## Exercise description
Would you please copy every line below that includes the string "completed"?

## Provided information
PR #1001, opened 2026-09-10
fix: a client inside a worker reaches object storage the way its worker does

### LINKED ISSUE #1003: Nested clients should get object storage address from their worker
We currently do this for the scheduler, but not for object storage

e117649:
closes https://github.com/finos/opengris-scaler/issues/1003


src/scaler/client/client.py
```diff
@@ -83,7 +83,8 @@ def __init__(
         :param stream_output: If True, stdout/stderr will be streamed to client during task execution
         :type stream_output: bool
         :param object_storage_address: Override object storage address (e.g., for Docker/Kubernetes port mapping).
-                                       If None, will use address received from scheduler.
+                                       If None, a client inside a worker uses its worker's address. Any
+                                       other client uses the address the scheduler advertises.
```
rafa-be: I'm afraid this might cause some issues if the `scheduler_address` is different from the worker's `scheduler_address`, e.g. if a user want to connect to a 2nd cluster from the worker itself (we did that when we had one cluster for Pargraph, and another for Parfun).

Instead, we could use the worker's OSS address only if that address *and* the scheduler address are not specified. This would behave like this:

```python
with Client(scheduler_address=..., object_storage_address=...) as c: # uses the user-specified OSS address
    ...

with Client(scheduler_address=...) as c: # uses the OSS address as advertised by the scheduler
    ...

with Client() as c: # uses the OSS address from the worker
    ...
```

rafa-be (approved):

magniloquency (approved):

PR #1002, opened 2026-09-10
fix: two cancel races that crash the proxy worker manager

magniloquency:
Two ways a task cancel kills a proxy worker manager's worker process, taking every other task on it. Both are reproducible against IBM Spectrum Symphony 7.3.2, and both predate the worker manager reorganisation in #996.

**`on_task_new` KeyError.** `process_task` left a picked-up task in `_queued_task_ids`, so an in-flight task looked both queued and processing. A force cancel took the queued branch too and popped `_task_id_to_task` out from under the pending future; `resolve_tasks` then found no task and continued without dropping the id from `_acquiring_task_ids` or releasing the semaphore. The next task to arrive looked that id up and raised. The missing-task path also leaked one unit of concurrency for the life of the worker even where it did not crash.

**`on_cancel_task` KeyError.** A task counts as processing from before `execute()` returns, so a force cancel landing during that await found no future recorded yet.

Cleanup now runs through `_release_task` in a `finally`, so no exit path can strand an id or leak a permit, and both lookups tolerate the gap they cannot rule out. The body of the resolve loop moves into `_report_task_outcome` and `_send_task_result` unchanged.

The eight new tests all fail against the current code, four of them with the exact `KeyError`.

### DIFF
--- a/src/scaler/worker_manager_adapter/task_manager.py
+++ b/src/scaler/worker_manager_adapter/task_manager.py
@@ -82,7 +82,13 @@ class TaskManager(Looper, TaskManagerMixin):
 
         if self._executor_semaphore.locked():
             for acquired_task_id in self._acquiring_task_ids:
-                acquired_task = self._task_id_to_task[acquired_task_id]
+                acquired_task = self._task_id_to_task.get(acquired_task_id)
+                if acquired_task is None:
+                    # Only a bookkeeping bug puts an id here without its task. Skipping it costs one
+                    # priority comparison, where raising would take down the worker and every task on it.
+                    logger.error(f"Acquired task is not in the worker queue: task_id={acquired_task_id.hex()}")
+                    continue
+
                 acquired_task_priority = self._get_task_priority(acquired_task)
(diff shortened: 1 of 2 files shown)


rafa-be:
Isn't this covering up a more complex concurrency bug caused by `_acquiring_task_ids`, `_processing_task_ids` and `_task_id_to_future` not being protected by some kind of locking mechanism, caused by `_execution_backend.execute()` being an asyncio call? 

That's is, `_acquiring_task_ids` and `_processing_task_ids` might hold the task ID while it's not yet inside `_task_id_to_future` as [the call to `_execution_backend.execute` is blocking](https://github.com/magniloquency/scaler/blob/9e0e5e5ef34e0a339de828b7e323fc0abc8c295e/src/scaler/worker_manager_adapter/task_manager.py#L225-L228).

I'm also wondering if the change in `on_task_new()` will create some undesirable behavior for which a lower priority task could be prioritized over an higher priority one:

```python
                    # Stop instead, so the task queues the way it would have if the
                    # id had belonged to a task of at least its priority
```

PR #253, opened 2021-10-11
CASMINST-3285: Make upgrade more sophisticated about vault

mharding-hpe:
During the csm upgrade, vault is accessed in order to learn the BMC credentials. Currently it is hard-coded to look at vault pod 0 first, getting the username first, then the password. Only after that does it make sure it got a username, and if it did not, it then tries to get them both from vault pod 1. It then fails if it did not succeed in getting a username.

This PR changes this process in the following ways:
1) When getting the credentials, it checks to see if it got a username before it tries to get the password, since there's no sense in looking for the password if you failed to get the username.
2) Instead of always trying 0 and then 1, it now works from the list of Running vault pods, and works its way down the list, failing if none of them provide the needed info.

Fundamentally, though, it still does the same things. There were no changes to the underlying commands being run or the upgrade logic.

I tested the code (in isolation, not as part of an upgrade) on drax, ego, gamora, groot, lemondrop, loki, mug, odin, pepsi, rocket, shandy, slice, surtur, tab, and thanos. In all cases it worked as desired.


denniswalker:
Holding it back from the 1.0 release, but merging into 1.2.

PR #258, opened 2021-10-11
Restore Postgres for Capsules services (HAL-2379) (HAL-2380)

dmartinez31:
This is a duplicate of a PR that was previously in bitbucket. The changes are the same, but we had previously been waiting on machine resources to test which has now been completed.

Note: All of the instructions provide an example with "service-account" hyphenated which is not valid in postgres. The username actually gets automatically converted to "service_account" which is what all of the other services should update to in their  instructions as well.


dmartinez31:
@djlapenta and @kimjensen-hpe , I don't seem to be able to add reviewers here, but you two I think reviewed and approved the version of this that was on bitbucket. Not sure I understand the messages showing the jenkins check that has not completed. Is it just not getting build status reported back?

PR #433, opened 2021-10-27
CASMCMS-7547: Add second boot set to the BOS session template example

rbak-hpe:
### Summary and Scope

Adds a second boot set to the BOS session template example to reinforce the idea that a template can have more than one boot set.

### Issues and Related PRs

* Resolves CASMCMS-7547

### Testing

Tested on:

* NA, docs change only

### Risks and Mitigations

None


rkleinman-hpe:
> You put a lot of effort into this one. Hey, it's concise, but still emphasizes the point.

Probably deserves some recognition points here.

nrockershousen (approved):

PR #703, opened 2022-01-06
CASMINST-3509 PR 1.2 Correct wipe_ncn_disks_for_reinstallation

haroldlongley:
## Summary and Scope

CASMINST-3509: Correct wipe_ncn_disks_for_reinstallation
Several commands were added that had been used on the test on hela and the overall flow of the steps was adjusted to be more explicit upon which type of node the command should be run.

Also, indicate that install/create_ncn_metadata_csv.md will be pulling data from the SHCD HMN tab.


haroldlongley:
Backport to main failed, so made separate PR to main.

## Result of this exercise
This is a duplicate of a PR that was previously in bitbucket. The changes are the same, but we had previously been waiting on machine resources to test which has now been completed.
@djlapenta and @kimjensen-hpe , I don't seem to be able to add reviewers here, but you two I think reviewed and approved the version of this that was on bitbucket. Not sure I understand the messages showing the jenkins check that has not completed. Is it just not getting build status reported back?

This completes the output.